• [YOUR OBJECTIVE]:
Both the line below containing "PR #2897, opened 2025-02-20" and the line containing "(diff shortened: 1 of 11 files shown)", along with every line between them, should be repeated exactly; no other line belongs in the answer.

++++ LISTED ENTRIES ++++

PR #2873, opened 2025-01-29
Display OHMS new VTT transcripts

jrochkind:
Handling OHMS VTT annotations will be a future PR. 

(This one may need more specs, considering)


jrochkind:
OK, I was thinking of adding system specs for instance "search and highlight term in transcript" for new-style transcript -- but realized we don't actually have that for old-style transcript at the moment either. 

I think at the moment I'll let it pass, instead of trying to add a challenging/slow/likely-to-be-flakey system test for both.

eddierubeiz (approved):

Issue #2878, opened 2025-02-04
Enhance custom OHMS viewer to handle new-style OHMS VTT transcripts


jrochkind:
As doc'd at https://coda.aviaryplatform.com/7-transcript-module-172 , example VTT transcripts under '7.2. Formatting OHMS transcripts'

jrochkind:
Done for now compatible with new transcript format and does what the default OHMS viewer does with them -- we should check in again with actual OH dept workflow on their timeline.

PR #2879, opened 2025-02-04
OHMS new VTT transcripts support footnotes

jrochkind:
The OHMS editor lets you put some limited HTML in footnotes/annotations, and the sample OHMS VTT transcripts they provided had HTML in footnotes/annotations. So I wrote this feature to support limited html, and wrote specs ensuring that. (Which actually complicated things quite q bit!)

But, when I was nearly done with this, i noticed that current OHMS doesn't actually support this feature!  When I try to actually do this in OHMS Studio, while the editor lets me add HTML, the preview strips it out. And the exported OHMS xml has it stripped out too!  

So we can't currently take advantage of it; but I completed and left in the feature to handle html in annotations/footnotes -- in case it's a bug that OHMS can't currently do them, and they'll fix it? Shouldn't hurt to leave it in. 

Ref #2878

- extract OHMS vtt annotations/footnotes
- move OHMS vtt html scrubbing from model to view_component
- render OHMS new-style vtt transcript annotation references
- style links included in ohms popover
- VttTranscriptComponent outputs footnotes at bottom
- fix spec now that whitespace is normalized again

### DIFF
--- a/app/components/oral_history/footnote_reference_component.html.erb
+++ b/app/components/oral_history/footnote_reference_component.html.erb
@@ -1,6 +1,7 @@
 <a  class="footnote"
     data-toggle="ohms-reference"
     data-bs-content="<%= footnote_text %>"
+    <% if footnote_text.html_safe? %> data-bs-html="true" <% end %>
     data-bs-custom-class="ohms-footnote-popover"
     data-bs-trigger="hover focus"
     aria-label="footnote <%= number %>"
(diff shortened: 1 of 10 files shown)


jrochkind:
Note the HTML sanitizing to strip out any but allowed tags and attributes -- I consider this always necessary when displaying HTML that's been saved as a string, even from a "trusted" source.

jrochkind:
OK there are some idiosyncracies with how OH dept is formatting their transcripts for input into OHMS and how OHMS handles some choices -- but they are between them and OHMS, not between OHMS and us. 

Our viewer handles everything similar or better to how default OHMS viewer does. 

So we can def merge this now (all the code paths only effect new-style transcripts), and then work more with OH at the point they are ready to work on really deciding what their formatting and workflow will be, with regard to things OHMS Studio will do that we have no control over, as well as things we have control over on our end.

eddierubeiz (approved):

PR #2883, opened 2025-02-06
white image edge detection, leads to images displayed with border

jrochkind:
Replacement for #2864, ref #2491

This was pretty easy? 

But it's a bit precious....   on the plus side, if it does break, it's probably just what people less picky would have had anyway? Took care of "recent items" too. 

On the negative side... it actually will make our test suite slower, cause any test doing a "real" ingest with metadata extraction will run this now...  our architecture doesn't give us a great way to turn it off in tests (and would we want to? not sure). 

- white edge detection with ImageMagick
- fix description to be more clear
- detect white edges and store in metadata on ingest
- iamge border around white-edge-detected images in ThumbComponent, with styling in three context

## After merge/deploy

Run rake task in production to detect white edges on Neville Catalog

- [ ] `heroku run rake scihist:data_fixes:detect_white_edge WORK_FRIENDLIER_ID=qbtvy9p -r production`


jrochkind:
oh we don't have `magick` on github? That's weird. Need to confirm we have it on heroku, and that it's included in our system env tests. 

Maybe we're still using deprecated `convert`? We can do that.

jrochkind:
OK, there's a known failure mode here, where an ALL white exclusively white image will not be detected as white-edge, because `--trim` doesn't trim on it. 

For now we're just going to postpone dealing with that -- we can manually set the metadata value on certain images if we need to.

jrochkind:
OK I'm gonna do border in viewer in a separate PR, so this is ready.

jrochkind:
OK, all white images now detected as white-edged too.

eddierubeiz (approved):

PR #2884, opened 2025-02-10
Fix yarn.lock to match change at 7cbaaf4

jrochkind:
Commit 7cbaaf4 in PR #2881

Forgot to commit yarn.lock with package.json change, that's a disaster, and too bad our CI allows it!


jrochkind:
@eddierubeiz self-merging to get repo in consistent state!

PR #2888, opened 2025-02-11
Tweak hard rate limits to restrict less

jrochkind:
- exempt 315 Chestnut IPs from hard rate limits
- restore hard rate limit to 180/min with logged track at 90, what it was before bot troubles. See 39fde487b13e

### DIFF
--- a/config/initializers/rack_attack.rb
+++ b/config/initializers/rack_attack.rb
@@ -29,7 +29,7 @@ end
 #
 # May 1 2024: Limiting much more extensively to 30 req per minute -- one per every two seconds
 # averaging over a minute -- after bot  attacks costing us money from s3.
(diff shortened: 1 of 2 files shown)


eddierubeiz:
Hm -- I know the code runs only once at config time, but I still feel a bit nervous about the placement of that lookup `ScihistDigicoll::Env.lookup(:main_office_ips)`. Can you reassure me that the list of IPs isn't getting looked up on every request?

eddierubeiz (approved):

jrochkind:
Hm, good thought. It IS getting looked up on every request. 

i think it's probably fast enough that it doesn't matter, but I'll extract it anyway into only looked up on load, just in case, why not.

PR #2890, opened 2025-02-13
[WIP] lazy load work thumbnails, proof of concept

eddierubeiz:
Do not review, do not merge. A quick reorganization of the code based on Jonathan's suggestions.
Tests fail, there are bugs, and it's probably inefficient, but it does work.

### DIFF
--- a/app/frontend/javascript/lazy_member_images.js
+++ b/app/frontend/javascript/lazy_member_images.js
@@ -1,0 +1,50 @@
+document.querySelector(".lazy-member-images-link")?.addEventListener("click", getMoreMemberImages);
+
+
+function getMoreMemberImages(event) {
+  var friendlierId = getFriendlierId();
+  if (friendlierId !== null) {
+    var url = "http://localhost:3000/works/" + friendlierId + "/lazy_member_images?" +
+      "start_index=" + document.querySelector(".lazy-member-images-link").dataset.startIndex +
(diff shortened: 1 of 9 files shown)


app/frontend/javascript/lazy_member_images.js
```diff
@@ -0,0 +1,97 @@
...
+
+class LazyMemberImages {
+
+  // this link won't be necessary; we'll just call the method automatically
+  constructor() {
+     document.querySelector(".lazy-member-images-link")?.addEventListener("click", this.#getMoreMemberImages.bind(this));
+  }
+
+  // Retrieve the images and insert them
+  #getMoreMemberImages(event) {
```
jrochkind, line 24: I've never seen starting a js method with a `#` before.  Did you get this convention from somewhere, or does it mean something in JS I am not aware of?

jrochkind:
Hey Eddie, can you merge master into here? (Don't rebase, since I have another branch on top of this!)

That would make my branch diff less confusing on top of this, cause I merged master into it.

jrochkind:
I think the failure might be another race condition (also in `master`) that I have fixed in another PR. :(

jrochkind:
OK I think if we merge #2921 into master, then master into here again, we'll have green.

jrochkind:
Doing it!

PR #2897, opened 2025-02-20
Protect original downloads with turnstile bot challenge in modal

jrochkind:
Since originals download usually results in a download directly to device with no browser page change -- our other generic method of bot protecting by REDIRECTING to a bot challenge and then back to originally desired page -- does not work well. 

Instead, we want to put up a modal with turnstile bot challenge, and if it passes, remove the modal, and navigate to download URL. 

This is a pretty hacky implementation, that still has some rough edges. But maybe enough for now?

- probably ought to re-use more of the bot challenge page stuff, which we are trying to extract into gem. instead we do it again, differently -- also we need to bot check downloads on FIRST try, even allowing 2 free ones was potentially no good. 

- not very DRY or well organized in general

- If close modal in media res, need to cancel turnstile redirect to download

- need to make work in viewer for original downloads, right now it won't and sometimes you'll get blocked from download. 

- Right now, you get challenge on EVERY download, we really want to exempt you if you've already passed bot challenge recently, hopefully sharing mechanism and code from other bot challenge page redirect stuff (but race condition is a mess).  

-----

- client-side turnstile for orig downloads, in modal
- server-side for turnstile protection of orig downloads
- Do NOT block downloads using bot-challenge-page, we need to do it with modal instead
- exempt PDF originals from bot challenge protection
- fix to work for multiple links on page, with delegation
- config variable for turnstile protection of download links, requires actually generating data attr for protection on link
- controller specs for turnstile download orig protection
- test auto add of data-turnstile-protected=true on download option
- system spec for turnstile-protected orig downloads

### DIFF
--- a/app/controllers/downloads_controller.rb
+++ b/app/controllers/downloads_controller.rb
@@ -38,6 +38,8 @@ class DownloadsController < ApplicationController
   before_action :set_asset
   before_action :set_derivative, only: :derivative
 
+  before_action :turnstile_protect, only: :original
+
 
   #GET /downloads/:asset_id
   def original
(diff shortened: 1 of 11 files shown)


jrochkind:
Nevermind, this got too messy, let's try much much simpler implementation -- with some UX trade-offs -- at #2900

PR #2900, opened 2025-02-20
Put a bot challenge in front of orig downloads

jrochkind:
On FIRST access -- and with original downloads opening in a separate tab, to provide a somewhat better UX... although it makes it a bit weird flash of tab when there is no challenge; and kind of confusing stuck looking at passed challenge when there is;  we can demo and think more about it, but seems good enough for now maybe, with a much simpler implementation than last try at #2897

- give BotDetectController.bot_detection_enforce_filter an 'immediate' option to ignore rate limit and apply bot challenge on first access
- use bot_detection_enforce_filter on DownloadsController#original with immediate option
- DownloadDropdown does target=_blank on original downloads, to accomodate bot challenge redirect
- remove Downloads from BotDetect standard config, we only use it with immediate filter

### DIFF
--- a/app/components/download_dropdown_component.rb
+++ b/app/components/download_dropdown_component.rb
@@ -239,10 +239,13 @@ class DownloadDropdownComponent < ApplicationComponent
     ])
 
     if download_option.url.present?
+      # download_original gets target=_blank becuase it's protected by bot protection,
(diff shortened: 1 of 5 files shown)


jrochkind:
@eddierubeiz I think I will self-merge this to get downloads back. 

But when you are back from lunch etc, I would love you to give it a once-over, questions welcome.

Issue #2910, opened 2025-02-28
CI test failure: `bot_limiting_system_spec.rb`


eddierubeiz:
As of 2/28/25,  `./spec/system/bot_limiting_system_spec.rb:57` is still failing in master with:

```
Selenium::WebDriver::Error::UnknownError:
       unknown error: unhandled inspector error: {"code":-[32](https://github.com/sciencehistory/scihist_digicoll/actions/runs/13590353338/job/37994694578#step:11:33)000,"message":"Node with given id does not belong to the document"}
```

Example test run:
https://github.com/sciencehistory/scihist_digicoll/actions/runs/13590353338/job/37994694578

jrochkind:
Gah, maybe not taken care of, we got this failure on master  still even after that merge. 

https://github.com/sciencehistory/scihist_digicoll/actions/runs/13661703449

PR #2912, opened 2025-03-03
replace local code with code extracted to BotChallengePage gem

jrochkind:
For turnstile protection of some things


jrochkind:
Huh, removed most of the tests, but the one that remains is now failing reliably, but can't get a reproduction locally!

>   1) Turnstile bot limiting succesful challenge smoke tests
     Failure/Error: expect(page).to have_content(/traffic control/i)
       expected to find text matching /traffic control/i in "MUSEUM HOURS\nDIGITAL 

We're trying to confirm it briefly redirects to the challenge page in a system test... could ti be redirecting back too quickly and missing it? Hard to say.

jrochkind:
OK have run three times all green, I think it's ready @eddierubeiz !  And I believe will make #2910  no longer relevant

eddierubeiz (approved):

PR #2920, opened 2025-03-12
Capybara specs should wait for page to be returned before checking for database change

jrochkind:
Otherwise, if the app is slower than capybara, when we're checking for a db change, maybe it hasn't been done yet. We actually have to wait for the app to return the next page to ensure it finished the action before checking for DB change.

Not really sure why this has started becoming a problem recently, hopefully we haven't slowed down our app. But these are corrections to do things actually reliably correct regardless.

### DIFF
--- a/spec/system/digitization_queue_spec.rb
+++ b/spec/system/digitization_queue_spec.rb
@@ -21,8 +21,8 @@ RSpec.describe "Digitization Queue", logged_in_user: :editor, type: :system, js:
     fill_in "Location", with: "Some location"
 
     click_on "Create Digitization queue item"
-    # return to listing page, now click on item we just made
-
+    # return to listing page, make sure we wait for it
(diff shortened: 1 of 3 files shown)


jrochkind:
OK this one is now reliably failing too -- in master apparently -- for no clear reason, investigating.  Not sure why we recently had so many system specs start failing for race conditions that hadn't before. Maybe new chrome/selenium/capybara versions.

jrochkind:
OK that was a variation of the same thing -- we clicked "sign out" but then the back-end app was slow at actually signing us out before we moved on to trying to test for it. Why'd it start happenign now? Who knows.

jrochkind:
oK I'm gonna self-merge to keep going, I just added additioanl capybara expectations that should already have been true, to force it to wait long enough. 

But @eddierubeiz  you might be curious to see what's up.

PR #2921, opened 2025-03-17
More Capyabara wait conditions

jrochkind:
More times Capybara was checking for some state before the code to execute it had completed. Have to put in stuff so it waits for a front-end UX signal indicating the processing has completed.

Similar to #2920 but these were mostly not reproducing on Github CI, although they were easily reproducible on my macbook.

Still not sure why this whole category started getting worse easily, what changed. Hopefully it wasn't our app getting slower.


jrochkind:
OK, some of the mystery has been solved, other people seem to be running into the problem too -- does NOT seem to be changes to our app, but changes to capybara, selenium, and/or chrome.  

See https://github.com/teamcapybara/capybara/issues/2800

Issue #2659, opened 2024-06-17
On all blacklight search results page, allow the user to add all works in the results to the user's cart.


eddierubeiz:
This should work efficiently, even for results returning thousands of items.
Collections in the search results can be ignored for the purposes of this PR.

eddierubeiz:
See also ref #2660, which discusses exporting large numbers of works to CSV.

Gabz73:
Adding GZ notes: add some / all results to cart from front-end search?

eddierubeiz:
Consider this ticket as a use case for this ticket: https://github.com/sciencehistory/scihist_digicoll/issues/2840

PR #2927, opened 2025-03-20
Add all the works returned by a blacklight search to the user's cart

eddierubeiz:
ref #2659.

++++

• [RESULT OF THIS EXERCISE]:
PR #2897, opened 2025-02-20
Protect original downloads with turnstile bot challenge in modal

jrochkind:
Since originals download usually results in a download directly to device with no browser page change -- our other generic method of bot protecting by REDIRECTING to a bot challenge and then back to originally desired page -- does not work well. 

Instead, we want to put up a modal with turnstile bot challenge, and if it passes, remove the modal, and navigate to download URL. 

This is a pretty hacky implementation, that still has some rough edges. But maybe enough for now?

- probably ought to re-use more of the bot challenge page stuff, which we are trying to extract into gem. instead we do it again, differently -- also we need to bot check downloads on FIRST try, even allowing 2 free ones was potentially no good. 

- not very DRY or well organized in general

- If close modal in media res, need to cancel turnstile redirect to download

- need to make work in viewer for original downloads, right now it won't and sometimes you'll get blocked from download. 

- Right now, you get challenge on EVERY download, we really want to exempt you if you've already passed bot challenge recently, hopefully sharing mechanism and code from other bot challenge page redirect stuff (but race condition is a mess).  

-----

- client-side turnstile for orig downloads, in modal
- server-side for turnstile protection of orig downloads
- Do NOT block downloads using bot-challenge-page, we need to do it with modal instead
- exempt PDF originals from bot challenge protection
- fix to work for multiple links on page, with delegation
- config variable for turnstile protection of download links, requires actually generating data attr for protection on link
- controller specs for turnstile download orig protection
- test auto add of data-turnstile-protected=true on download option
- system spec for turnstile-protected orig downloads

### DIFF
--- a/app/controllers/downloads_controller.rb
+++ b/app/controllers/downloads_controller.rb
@@ -38,6 +38,8 @@ class DownloadsController < ApplicationController
   before_action :set_asset
   before_action :set_derivative, only: :derivative
 
+  before_action :turnstile_protect, only: :original
+
 
   #GET /downloads/:asset_id
   def original
(diff shortened: 1 of 11 files shown)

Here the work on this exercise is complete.